Automatic input mapping is based on the output manifest of the first block: thanks to the manifest, the editor automatically "knows" the name and the type of the top-level keys of the output JSON of the block. If there is a name-and-type match with the input variables of the second block, the mapping is created.
For example, if a block of component X, which has output keys A (string) and B (boolean) is connected to a block of component Y that has input variables A (string) and B (boolean), the editor automatically sets the input properties of the block of type Y by mapping the two input variables to the two top-level keys of the block of type X that have the same name and type.
Even if successful, automatic mapping may not be what the designer wants, so he can always change it later by editing the block.
Semi-automatic mapping with assistant
When the conditions for automatic mapping are not met, it is sometimes possible for the designer to make a second attempt using the mapping assistant symbolized by a magic wand icon in Input tab of the block properties dialog.
In this case, the mapping assistant searches for unambiguous type-only matches between the top-level keys of the first block's output manifest and the input variables of the second block.
For example, if a block of component X, which has output key A (string), is connected to a block of component Y that has an input variable B (string), the editor will associate the key A with variable B because they have the same type and there are no other output keys of the same type.
If, on the other hand, the first block may produce more output keys of type string, the assistant cannot choose which to use and mapping cannot take place.
Semi-automatic input mapping with the assistant is at the discretion of the designer, who can decide not to use it and proceed with manual mapping. Also, as for automatic mapping, it can always be changed later.
Manual mapping
Manual input mapping is done by the designer according to his wishes.
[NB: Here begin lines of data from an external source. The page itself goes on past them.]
PR #5196, opened 2021-11-02
feat(ios): Add new iOS15 media capture permission delegate

samydoesit:
Delegates media capture permissions to the app and remembers the user's decision for iOS15.

[https://developer.apple.com/documentation/webkit/wkuidelegate/3763087-webview#discussion](https://developer.apple.com/documentation/webkit/wkuidelegate/3763087-webview#discussion)

Thanks and credits to @7freaks-otte who found the solution. :)
[https://forum.ionicframework.com/t/prevent-for-reprompting-webrtc-webview-permissions-ios15/215240/2?u=samydoesit](https://forum.ionicframework.com/t/prevent-for-reprompting-webrtc-webview-permissions-ios15/215240/2?u=samydoesit)

You can test these changes using my getusermedia demo case when build on Xcode13 -> https://github.com/samydoesit/capacitor-getusermedia-test

### DIFF
--- a/ios/Capacitor/Capacitor/WebViewDelegationHandler.swift
+++ b/ios/Capacitor/Capacitor/WebViewDelegationHandler.swift
@@ -47,7 +47,8 @@ internal class WebViewDelegationHandler: NSObject, WKNavigationDelegate, WKUIDel
         bridge?.reset()
     }
     
-    // This delegates media capture permission requests to the app and also remembers the user’s decision.
+    // TODO: remove once Xcode 12 support is dropped
+    #if compiler(>=5.5)
     @available(iOS 15, *)
     func webView(
         _ webView: WKWebView,
--- a/ios/Capacitor/Capacitor/WebViewDelegationHandler.swift
+++ b/ios/Capacitor/Capacitor/WebViewDelegationHandler.swift
@@ -46,6 +46,18 @@ internal class WebViewDelegationHandler: NSObject, WKNavigationDelegate, WKUIDel
         // Reset the bridge on each navigation
         bridge?.reset()
     }
+    
+    // This delegates media capture permission requests to the app and also remembers the user’s decision.
+    @available(iOS 15, *)
+    func webView(
+        _ webView: WKWebView,
+        requestMediaCapturePermissionFor origin: WKSecurityOrigin,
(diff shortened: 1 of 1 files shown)


samydoesit:
Looks like that the CI should use latest Xcode13 on macos-11. https://github.com/actions/virtual-environments/issues/4060

ios/Capacitor/Capacitor/WebViewDelegationHandler.swift
```diff
@@ -46,6 +46,18 @@ internal class WebViewDelegationHandler: NSObject, WKNavigationDelegate, WKUIDel
         // Reset the bridge on each navigation
         bridge?.reset()
     }
+    
+    // This delegates media capture permission requests to the app and also remembers the user’s decision.
```
jcesarmobile, line 50:
```suggestion
    // TODO: remove once Xcode 12 support is dropped
    #if compiler(>=5.5)
```

ios/Capacitor/Capacitor/WebViewDelegationHandler.swift
```diff
@@ -46,6 +46,18 @@ internal class WebViewDelegationHandler: NSObject, WKNavigationDelegate, WKUIDel
...
+    @available(iOS 15, *)
+    func webView(
+        _ webView: WKWebView,
+        requestMediaCapturePermissionFor origin: WKSecurityOrigin,
+        initiatedByFrame frame: WKFrameInfo,
+        type: WKMediaCaptureType,
+        decisionHandler: @escaping (WKPermissionDecision) -> Void
+    ) {
+        decisionHandler(.grant)
+    }
```
jcesarmobile, line 60:
```suggestion
    }
    #endif
```

jcesarmobile (changes requested):
Hello.
Thanks for the PR!

Since we still need to support Xcode 12 and the method is not available there, the function needs to be wrapped inside a `#if compiler(>=5.5)` as proposed since that's the swift version shipped on Xcode 13, so that code won't run on Xcode 12 but the build won't fail as it does now.

jcesarmobile (approved):
Thanks!
It looks good, we will merge once we start working on next minor release, might take a few weeks, but will be included.

Issue #5266, opened 2021-11-22
feat: Update the GitHub action setup-java from adopt to zulu of the OpenJDK.


carldea:
## Feature Request
Not a feature but an update to the GitHub Actions setup-java to update the discontinued `adopt` build distribution of the OpenJDK.

### Description

The AdoptOpenJDK has been discontinued since July 2021 (https://adoptopenjdk.net). Switching the distribution to Azul Zulu. When using Zulu you get all the latest updated (TCK Tested) builds for all versions of OpenJDK. 

Please see more details at Foojay.io:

He sets by hand the input properties for the input variables that he want to be set at runtime by choosing suitable keys of upstream blocks including, if defined, the $nlflow_input pseudo-block. Upstream block exposte their output keys thorugh their output manifests.
In the case of the Map operator, Simple Reducer and Simple Remapper, the input variables are not predefined at the component level and the designer must create them before being able to map them to output keys of upstream blocks.
In case of a script interpreter (but not version 1.0.0 of the JavaScript Interpreter), the designer may create them when implicit input is not adequate.